If you have been evacuated:

  • Stay away. Don’t return home until officials say it is safe, no matter how much you miss your house and your routines. Keep tuned to the radio or television or follow the official posts on social media.
  • Check costs. Your insurance will potentially pay for a percentage of your stay elsewhere. Determine their limits and choose temporary lodgings accordingly.
  • Travel safely. Avoid washed out bridges and flooded roads. Again, be aware of them by staying on top of news reports.
  • Don’t be shocked. Stay away from sagging or downed power lines.

After a Flood – The First Steps

If your home was flooded:

  • Safety first. Check for structural damage before entering your home. You don’t want to risk it collapsing around you.
  • Power down. Turn off the power in your home until an electrician says it’s safe to flip the switch.
  • Enter carefully. Beware of the presence of snakes or animals that have sought higher ground to avoid the water.
  • Utility check. Inspect your utilities.

    – If you hear a hissing noise or smell gas, open and window and leave immediately. There is danger of an explosion when gas is confined. Try to turn off the main gas line outdoors and call your gas company. They must turn the gas back on to ensure that it is done safely.
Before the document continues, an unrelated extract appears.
PR #311, opened 2021-08-24
Add omero.web config option to set custom favicon

emilroz:
This PR introduces a config option to overwrite `webgateway/img/ome.ico` with a custom icon.

Favicon can be overwritten by setting `favicon_url` option with:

    – Turn off electricity at the fuse box or main circuit breaker, especially if you see frayed wires or sparks. Don’t wade through water to do so; call an electrician. Get the “all clear” from the electrician before using appliances, heating or cooling systems again.
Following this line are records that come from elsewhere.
PR #539, opened 2024-03-06
Fix incorrect maximum length of webadmin and webclient form fields

chris-allan:
Fixes incorrect maximum length of webadmin and webclient form fields. Having incorrect lengths causes scenarios where certain strings are truncated on save or action when used with these forms.

### DIFF
--- a/omeroweb/webadmin/forms.py
+++ b/omeroweb/webadmin/forms.py
@@ -145,7 +145,6 @@ class ExperimenterForm(forms.Form):
 
         if "with_password" in kwargs["initial"] and kwargs["initial"]["with_password"]:
             self.fields["password"] = forms.CharField(
-                max_length=255,
                 widget=forms.PasswordInput(attrs={"size": 30, "autocomplete": "off"}),
             )
             self.fields["confirmation"] = forms.CharField(
--- a/omeroweb/webadmin/forms.py
+++ b/omeroweb/webadmin/forms.py
@@ -66,6 +66,7 @@ class ForgottonPasswordForm(forms.Form):
         super(ForgottonPasswordForm, self).__init__(*args, **kwargs)
         self.fields["server"] = ServerModelChoiceField(Server, empty_label=None)
         f = forms.CharField(
+            max_length=255,
             widget=forms.TextInput(attrs={"size": 28, "autocomplete": "off"}),
         )
         self.fields["username"] = f
--- a/omeroweb/webadmin/forms.py
+++ b/omeroweb/webadmin/forms.py
@@ -48,11 +48,10 @@ class LoginForm(forms.Form):
         self.field_order = ["server", "username", "password"]
 
     username = forms.CharField(
-        max_length=50,
+        max_length=255,
         widget=forms.TextInput(attrs={"size": 22, "autofocus": "autofocus"}),
     )
     password = forms.CharField(
-        max_length=50,
         widget=forms.PasswordInput(attrs={"size": 22, "autocomplete": "off"}),
     )
 
@@ -67,7 +66,6 @@ class ForgottonPasswordForm(forms.Form):
         super(ForgottonPasswordForm, self).__init__(*args, **kwargs)
         self.fields["server"] = ServerModelChoiceField(Server, empty_label=None)
         f = forms.CharField(
-            max_length=50,
             widget=forms.TextInput(attrs={"size": 28, "autocomplete": "off"}),
         )
         self.fields["username"] = f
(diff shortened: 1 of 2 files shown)


omeroweb/webadmin/forms.py
```diff
@@ -67,7 +66,6 @@ def __init__(self, *args, **kwargs):
         super(ForgottonPasswordForm, self).__init__(*args, **kwargs)
         self.fields["server"] = ServerModelChoiceField(Server, empty_label=None)
         f = forms.CharField(
-            max_length=50,
```
sbesson, line 70: As this is a `username` should the max length limit be updated to 255 to match the database limit?

sbesson (commented):
One question apart, all the updated length limitations in OMERO.web now match the size limits in the database with the current schema, namely:

- `Experimenter.omeName`, `Experimenter.firstname`, `Experimenter.middlename`, `Experimenter.lastname`, `Experimenter.email`, `Experimenter.institution` are columns with a VARCHAR(255) data type
- all container names e.g. `Project.name`, `Dataset.name` are columns with a TEXT data type
- `LogicalChannel.name` is a column with a VARCHAR(255) data type
- `LogicalChannel.fluor` is a column with a TEXT data type
- `Dichroic.lotnumber`, `Dichroic.serialNumber`, `Dichroic.manufacturer`, `Dichroic.model` are columns with a VARCHAR(255) data type
- `Microscope.lotnumber`, `Microscope.serialNumber`, `Microscope.manufacturer`, `Microscope.model` are columns with a VARCHAR(255) data type
- `Objective.lotnumber`, `Objective.serialNumber`, `Objective.manufacturer`, `Objective.model` are columns with a VARCHAR(255) data type
- `Filter.lotnumber`, `Filter.serialNumber`, `Filter.manufacturer`, `Filter.model`, Filter.filterwheel` are columns with a VARCHAR(255) data type
- `Detector.lotnumber`, `Detector.serialNumber`, `Detector.manufacturer`, `Detector.model` are columns with a VARCHAR(255) data type
- `Lightsource.lotnumber`, `Lightsource.serialNumber`, `Lightsource.manufacturer`, `Lightsource.model` are columns with a VARCHAR(255) data type


Finally `Password.hash` is a column with a VARCHAR(255) data type but that only applies to experiments which password is managed in the database. For all external authentication mechanisms like LDAP, this restriction does not necessary apply so dropping completely the `max_length` imposed in the OMERO.web form is the correct approach.

omeroweb/webadmin/forms.py
chris-allan: Yes, fixed in 3acab1ee69c61fa8b2844d18134d38181017c975.

chris-allan:
> One question apart

Did you have a question beyond the query about the username field in `ForgottonPasswordForm`?

> Finally Password.hash is a column with a VARCHAR(255) data type but that only applies to experiments which password is managed in the database.

Sort of. Its length is irrelevant regardless of the password source as the hash is of fixed length regardless of the size of the input data being hashed.

sbesson (approved):
> Did you have a question beyond the query about the username field in ForgottonPasswordForm?

No, the question on the ForgottenPassword form username length was my only outstanding question.

> Sort of. Its length is irrelevant regardless of the password source as the hash is of fixed length regardless of the size of the input data being hashed.

True i.e. Yet-another-reason to lift all length restrictions imposed on the user password.

From my side, all looks good from a code review.

will-moore (approved):
I wasn't sure if this needs any functional testing (or what's the easiest way to show the original errors)? If you exceed max_length when filling in a form, the form is invalid, so that should fail at validation (if we do it) rather than populating the DB with truncated values?

But the code changes look good. 👍

chris-allan:
> I wasn't sure if this needs any functional testing (or what's the easiest way to show the original errors)?

The easiest way to see it is to create something like this:

```
omero obj new Project name=$(python -c 'print("a" * 250 + "b", end="")')
```

You will now not be able to modify the name of this object in due to form validation. However, since the field actually has 251 characters on the client, if you copy and paste the name back into the name field or into another name field it will be silently truncated. There are lots of other weird examples if you modify text in the middle of the long string, etc.

The worst example is the password field where you cannot actually see what's typed in, people are used to visually truncated password fields, and silent truncation happens underneath on paste.

will-moore:
Thanks. Tested locally with this branch and could update e.g. Project name to a string longer than 250 characters.
Editing the same project when I reverted to master branch wasn't possible with the full name. Looks good.

will-moore:
This seems to be included in merged PRs today at https://merge-ci.openmicroscopy.org/jenkins/job/OMERO-python-superbuild-push/478/console but I'm not seeing it at https://merge-ci.openmicroscopy.org/web/webclient/ 
E.g. Edit Project `<input>` still has `maxlength="250"`. Something up with the build...?

will-moore:
This is being deployed on merge-ci now and is working fine.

    – Check for damage to sewer and water lines. Avoid using the toilets if there appears to be sewer damage; if water lines are harmed, boil water or drink from melted ice cubes. Call a plumber for assistance.
  • Let the waters recede. Remove the water from your home, draining it in stages. Remove no more than one third of the water out daily, because if the ground is still saturated, removing water too quickly could cause the walls to buckle. Bail out the standing water using buckets; finish up with a wet/dry shop vacuum.
  • Protect yourself. Wear hip boots and gloves as you remove items and clean the premises to avoid bacteria and contaminants.
  • Rescue documents. If you have important documents that you’ll need as the process unfolds, store them in the freezer to dry them out without damaging them further.
  • Structural integrity. Ventilate and humidify the house until it is completely dry. Remove drywall, paneling and insulation at least 50 centimetres (20 inches) above the water line.
  • Clear the decks. Remove any debris, as well as items that are soaked and dirty.
  • Swab the decks. Wash all surfaces with water and unscented detergent to clean and sanitize.
  • Check for mould. Mould can cause serious health problems. You may need to have your home professionally cleaned, but check with your insurance company regarding coverage.

When Can I Return After Flood Damage

 Return After Flood Damage

The Canadian government suggests that you don’t plan to move back into your home until:

  • The water has receded and the water supply has been inspected and given clearance for use.
  • All rooms contaminated by flood waters have been thoroughly cleaned and disinfected.
  • There are adequate toilet facilities available as affirmed by the health department.
  • Contaminated dishes and utensils have been washed and disinfected.